[[ Available data open ]]

PR #267, opened 2017-05-22
udiskslinuxblock.c: Use common device handling func.

tasleson:
I experimented with using a common authentication function, but in the end the changes to support that outweigh code saving and complexity savings.  Some functions are calling into authenticate multiple times.  Furthermore trying to make a common authentication function across the code base is hampered in the different ways it occurs and the amount of associated data would need to be returned as well.

### DIFF
--- a/src/udiskslinuxblock.c
+++ b/src/udiskslinuxblock.c
@@ -434,6 +434,26 @@ update_hints (UDisksLinuxBlock  *block,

[[ Available data closed ]]

From the line containing "--- a/src/udiskslinuxblock.c" through the last line of the entries above, print every line exactly, including both ends, and nothing else.

--- a/src/udiskslinuxblock.c
+++ b/src/udiskslinuxblock.c
@@ -434,6 +434,26 @@ update_hints (UDisksLinuxBlock  *block,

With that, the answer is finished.